Безусловно, особняком стоит проблема детского и подросткового восприятия. Здесь травматические и патологические фиксации и подражание – острейшая проблема. Но решать ее, переходя всем миром на детское питание, нелепо. 40 лет назад изобрели бактерицидную пластмассу, начали делать из нее дверные ручки и пластик для пола в детских яслях. Увы, дети в них болели чаще и тяжелее всего. В свете этого предложение проф. Полищука – апофеоз страусовой политики, политики инкубаторов и оранжерей. Такие рецепты дадут результаты, обратные желаемым. Но крикливая демагогия в Думе, в который раз игнорирующая мнение профессионалов (проф. И.С.Кон и мн.др.), в погоне за дешевой популярностью уже привела к тому, что 27.06.02 414 из 417 депутатов Государственной Думы проголосовали за законопроект, по которому за демонстрацию среди лиц до 18-летнего возраста порнографических материалов вводится наказаний до 6 лет лишения свободы (для сравнения: за убийство – от 6 до 15 лет).

Проф.
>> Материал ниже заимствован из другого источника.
PR #156, opened 2021-01-28
Add ProjectBrowser feature

niklassiemer:
This adds a GUI element to any pyiron Project, a browser to access the data system of the Project via it's list_* functions.
In addition the display of different file types is enhanced via a new load_file function.

### DIFF
--- a/pyiron_base/generic/filedata.py
+++ b/pyiron_base/generic/filedata.py
@@ -1,0 +1,166 @@
+import json
+import os
+import pandas
+
+from pyiron_base import ImportAlarm, FileHDFio
+
+_has_imported = {}
+import_alarm = ImportAlarm()
+_not_imported = ''
+try:
+    from PIL import Image
+    _has_imported['PIL'] = True
+except ImportError:
+    _has_imported['PIL'] = False
+try:
+    from IPython.core.display import display
+    _has_imported['IPython'] = True
+except ImportError:
+    _has_imported['IPython'] = False
+if all(_has_imported.values()):
+    pass
+else:
+    for k, j in _has_imported.items():
+        if j and len(_not_imported) > 0:
+            _not_imported += ', '
+        if j:
+            _not_imported += k
+    import_alarm = ImportAlarm(
+        "Reduced functionality, since " + _not_imported + " could not be imported."
+    )
+
+
+def load_file(filename):
+    """
+        Load the file and return an appropriate object containing the data.
+
+        Args:
+            filename (str): path to the file to be displayed.
+    """
+    _, filetype = os.path.splitext(filename)
+    if filetype.lower() in ['.h5', '.hdf']:
+        return FileHDFio(file_name=filename)
+    if filetype.lower() in ['.json']:
+        return _load_json(filename)
+    elif filetype.lower() in ['.txt']:
+        return _load_txt(filename)
+    elif filetype.lower() in ['.csv']:
+        return _load_csv(filename)
+    elif _has_imported['PIL'] and filetype.lower() in Image.registered_extensions():
+        return _load_img(filename)
+    else:
+        return _load_default(filename)
+
+
+def _load_txt(file):
+    with open(file) as f:
+        return f.readlines()
+
+
+def _load_json(file):
+    with open(file) as f:
+        return json.load(f)
+
+
+def _load_csv(file):
+    return pandas.read_csv(file)
+
+
+def _load_img(file):
+    return Image.open(file)
+
+
+def _load_default(file):
+    try:
+        return _load_txt(file)
+    except UnicodeDecodeError:
+        return file
+
+
+class FileData:
+
+    """ FileData stores an instance of a data file, e.g. a single Image from a measurement """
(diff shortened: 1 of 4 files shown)


niklassiemer:
Does anyone have an idea why my test suite is not happy with the `self.assertRaises`, however, excepts the `try`-`except`?
```
        # self.assertRaises(ValueError, FileData())
        try:
            FileData()
        except ValueError:
            pass
        else:
            raise
```
----EDIT---- 
Ok found it! I was using the wrong syntax... One has to use either
```
self.assertRaises(ValueError, FileData)  # Not calling the function
```
or
```
with self.assertRaises(ValueError):
    FileData()
```

pyiron_base/generic/filedata.py
```diff
@@ -0,0 +1,177 @@
+import json
```
jan-janssen, line 1: Please add the copyright we use in other classes.

pyiron_base/generic/filedata.py
```diff
@@ -0,0 +1,177 @@
...
+__email__ = "siemer@mpie.de"
+__status__ = "development"
+__date__ = "Feb 02, 2021"
+
+
+_has_imported = {}
+import_alarm = ImportAlarm()
+_not_imported = ''
+try:
+    from PIL import Image
```
jan-janssen, line 23: Should we add `pillow` to the requirements?

pyiron_base/generic/filedata.py
```diff
@@ -0,0 +1,177 @@
...
+
+def _load_img(file):
+    return Image.open(file)
+
+
+def _load_default(file):
+    try:
+        return _load_txt(file)
+    except UnicodeDecodeError:
+        return file
```
jan-janssen: I guess you can include the functions in the main function 

```suggestion
def load_file(filename):
      """
          Load the file and return an appropriate object containing the data.
 
          Args:
              filename (str): path to the file to be displayed.
      """
      def _load_txt(file):
          with open(file) as f:
              return f.readlines()
      
      def _load_json(file):
          with open(file) as f:
              return json.load(f)
      
      def _load_csv(file):
          return pandas.read_csv(file)
 
      def _load_img(file):
          return Image.open(file)
 
 
      def _load_default(file):
          try:
              return _load_txt(file)
          except UnicodeDecodeError:
              return file
     
      _, filetype = os.path.splitext(filename)
      if filetype.lower() in ['.h5', '.hdf']:
          return FileHDFio(file_name=filename)
      if filetype.lower() in ['.json']:
          return _load_json(filename)
      elif filetype.lower() in ['.txt']:
          return _load_txt(filename)
      elif filetype.lower() in ['.csv']:
          return _load_csv(filename)
      elif _has_imported['PIL'] and filetype.lower() in Image.registered_extensions():
          return _load_img(filename)
      else:
          return _load_default(filename)
```

pyiron_base/generic/filedata.py
niklassiemer: I don't know. For a the display of display and so on this is of course very nice. However, since we 'just' convert a image file to an image object and return this object and don't (yet) provide functionality to _do_ anything with this object I was trying to keep our dependency list shorter.

pyiron_base/generic/filedata.py
```diff
@@ -0,0 +1,177 @@
...
+    @property
+    def data(self):
+        """Return the associated data."""
+        if self._hasdata:
+            return self._data
+        else:
+            return load_file(self.source)
+
+
+class DisplayItem:
```
jan-janssen, line 136: Maybe I missed it, but where is this class used?

pyiron_base/project/project_browser.py
```diff
@@ -0,0 +1,342 @@
...
+
+    def _on_click_file(self, filename):
+        filepath = os.path.join(self.path, filename)
+        self.output.clear_output(True)
+        try:
+            data = self.project[filename]
+        except(KeyError):
+            data = None
+        with self.output:
+            if data is not None and str(type(data)) == "<class 'boto3.resources.factory.s3.Object'>":
```
jan-janssen, line 256: This logic should be in a separate class and should not be hidden in the GUI logic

Полищук положил начало чуждому для традиций отечественной психиатрии представлению о всесилии психического воздействия на личность и психическое здоровье, хотя это грубо противоречит клинической психиатрии, социальной психологии и педагогике.

Фундаментальное классическое понятие аномии трактуется проф. Полищуком вторичным образом через вторые руки. Какой смысл говорить, что устрашающие телепередачи способствуют аномии, если аномия – это потеря доверия и уважения к институтам своего общества. Ни в демократических, ни в тоталитарных обществах нет такой проблемы.

Выдвигаемая проф. Полищуком концепция «информационной экологии» игнорирует по меньшей мере две вещи. Во-первых, давно обнаружившуюся малопродуктивность информационного подхода в психологии и психиатрии. Мы показали это еще в пору первых (и своих собственных) увлечений такого рода на примере «информационной теории психотерапии» В.А.Свядоща, сумев убедить его в дискуссии на V Всесоюзном съезде психиатров и невропатологов (1969), что такой подход только обедняет его собственно профессиональные достижения, и на примере «информационной теории эмоций» П.В.Симонова (1970), совершенно наивной и к эмоциям не относящейся. Во-вторых, наличие выдающихся классических разработок этой темы Якобом фон Юксикюлем, Куртом Левиным, Гордоном Олпортом и др. делает дальнейшие шаги вне этого контекста, с отсылочным аппаратом, игнорирующим грандиозный по многообразию и объему опыт многих наук, доморощенной затеей.

Слово «цензура», как еще, к счастью, ощутимый срам, автором стыдливо прикрывается наукоподобным фиговым выражением: «превышение ПДК (предельно допустимых концентраций) негативной информации теми или иными СМИ должны отслеживаться специальным профессиональным органом, выносящим этим СМИ предупреждение», а затем штрафующим и лишающим лицензии на основе специального закона. Чем «Орган» не ГЛАВЛИТ? Наукоообразность и законообразность нового грима родного тоталитаризма бесконечно далеки от права и науки.

Резон в работе проф. Полищука, который мы видим и разделяем, - это необходимость экспертизы и цензуры лживой агрессивной рекламы. Радио, телевидение, газеты, вклейки, вкладыши, листовки, объявления не просто зазывают, они запугивают и нагло обманывают, они реально грубо вредят, проталкиваясь во все поры жизни. Рядом с этим все прочее – детский сад. Но за рекламу хорошо платят. Почему-то в статье об этом ни слова. В ней – любезный для властей призыв «разбить зеркальце», что обычно и делается. Проф. Полищук предлагает называть это заботой о психическом здоровье народа. Что это, как не признание, что наша действительность – Горгона Медуза?